III. DISCUSSION In his habeas petition, Petitioner argues that his disciplinary charges should be overturned because he believes he was denied Due Process at his disciplinary hearing in various ways. However, Petitioner did not pursue these claims administratively to their ultimate ends prior to filing his habeas petition in this matter. Indeed, Petitioner did not attempt any exhaustion at all prior to filing his initial habeas petition. This failure precludes this Court from addressing the merits of Petitioner’s habeas petition. Habeas petitioners are generally required to exhaust all

available administrative remedies prior to filing suit in federal court, and failure to comply with this requirement “generally bars review of a federal habeas corpus petition absent a showing of cause and prejudice.” See, e.g., Moscato v. Fed. Bureau of Prisons, 98 F.3d 757, 760-61 (3d Cir. 1996).
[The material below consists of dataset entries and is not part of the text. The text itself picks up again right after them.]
PR #1247, opened 2019-11-15
IDEA-227006 Associate stdout/stderr JUnit5 ReportEntry/reporting entries with proper test in IntelliJ as regular stdout/stderr

alshain:
See https://youtrack.jetbrains.com/issue/IDEA-227006


akozlova:
Thanks for the PR. I don't think that changing the order of entries in the entry is a good idea, so I just put everything to sout where it was before but ensure the test association. The fix would be available later today

PR #1249, opened 2019-11-16
Bad conversion of Ellipsis method parameter receiving a migrated array

reda-alaoui:
Let be

```java
public class Foo {
  public void bar(){
    int[] array = new int[]{0,0};
    baz(array);
    baz(0, 0);
  }

  public void baz(int... values){}
}
```

When asking type migration of array from `int[]` to `long[]`, the conversion fails.


reda-alaoui:
Tests added

reda-alaoui:
Hello?

PR #1251, opened 2019-11-16
Do not try to migrate string binary expressions

reda-alaoui:
Let be

```java
public class Foo {
    public void bar() {
        int number = 5;
        String query = "";
        query += number;
    }
}
```

When asking type migration of variable number from `int` to `long`, the migration fails because it fails to convert variable `query` from `String` to `long`.

This PR makes type migration consider those kind of assignment as migration compatible, i.e. not requiring any kind of conversion.


reda-alaoui:
Tests added

reda-alaoui:
Hello?

PR #1256, opened 2019-11-19
TypeMigration converts some method arguments without checking compliance with the parameter declaration type

reda-alaoui:
Let be:
```java
class Test {
    public void foo() {
        Integer.toString(migrationMethod());
    }

    private int migrationMethod() {
        return 1;
    }
}
```

When asking to migrate `migrationMethod` from `int` to `long` I obtain the following result:
```java
class Test {
    public void foo() {
        Integer.toString(migrationMethod()); // Does not compile
    }

    private long migrationMethod() {
        return 1;
    }
}
```
` Integer.toString(migrationMethod())` does not compile anymore.

This PR disable covariantPosition (if necessary) and adds a `OverloadedMethodsConversionRule` allowing to keep this kind of conversion working when a equivalent method accepting the new parameter type exists.


reda-alaoui:
Hello?

PR #1257, opened 2019-11-20
enhancement: javadoc inspection "unexpected param tag order"

rendner:
This PR adds a new javadoc inspection.

From the inspection description:

> Reports Javadoc @param tags if they have an unexpected order.
> The quickfix will put the @param tags in parameter-declaration order.
> Nonexistent @param tags will be created and invalid @param tags will be removed.

The main reason for creating this inspection was, that javadoc lists parameters in the order they are documented inside the javadoc comment.
However the IntelliJ "Quick Documentation" displays the parameters in the parameter-declaration order. Therefore the problem is only present/visible in the generated javadocs.


rendner:
The implementation doesn't handle [all possible cases](https://youtrack.jetbrains.com/issue/IDEA-228317#focus=streamItem-27-3856647.0-0).

PR #1258, opened 2019-11-21
When the migrated method parameter is bound to a super class type parameter, migrate the class type parameter

reda-alaoui:


reda-alaoui:
Hello?

reda-alaoui:
So much for that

Although this requirement may be excused under certain circumstances, such as where exhaustion would be futile, see Gambino v. Morris, 134 F.3d 156, 171 (3d Cir. 1998), absent a showing of such circumstances or cause and prejudice, the failure to exhaust will result in the dismissal of a habeas petition. Moscato, 98 F.3d at 761; see also Downs v. N’Diaye, 2021 WL 5076412, at *2 (D.N.J. Nov. 2, 2021). A habeas petitioner cannot show futility through mere speculation. See Lindsay v. Williamson, 271 F. App’x 158, 159 (3d Cir. 2008). The BOP’s

exhaustion requirement is a multi-step process involving appeals not only within a given prison, but also to the regional and central offices of the BOP. See, e.g., Brown v. Warden Canaan USP, 763 F. App’x 296, 297 (3d Cir. 2019). Here, Petitioner did not even attempt to exhaust his remedies before filing his initial habeas petition – indeed, he had not even received the DHO’s final written decision before he prepared

and mailed his habeas petition. Petitioner did not attempt to begin the administrative exhaustion process until approximately a month after he filed his habeas petition, and did not rectify the deficiencies in his regional appeal until March 2024, months after the amended petition was filed in this matter. Indeed, the record currently before the Court indicates that Petitioner failed to complete administrative exhaustion prior to filing his petition and amended petition in this matter, and because exhaustion is required before a habeas petitioner files a petition in the district court, Petitioner failed to properly exhaust his administrative remedies and his habeas petition must be dismissed absent a basis to avoid that requirement. In his various filings, Petitioner suggests that he believes that exhaustion would be futile given the alleged due process violations in his DHO proceeding, that his appeals were rejected on

faulty grounds, and that he has been denied the ability to file proper exhaustion because of interference from prison employees. The record does not bare these assertions out. The record clearly indicates that Petitioner had access to both the administrative remedy system and the BOP appeal system throughout the last year – he filed a number of grievances and appeals during that time period.